What is expected => Check every line below for the word "since" and show those that hold it.

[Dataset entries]
+-------+
PR #6118, opened 2025-04-08
Modernize

kolyshkin:
#### What type of PR is this?

/kind cleanup

Converts the code to use various Go 1.23+ features:
 * `any` instead of `interface{}` (available since Go 1.18);
 * `for range` over integers (available since Go 1.22, https://tip.golang.org/ref/spec#For_range)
+-------+
Exercise response =>
 * `any` instead of `interface{}` (available since Go 1.18);
 * `for range` over integers (available since Go 1.22, https://tip.golang.org/ref/spec#For_range)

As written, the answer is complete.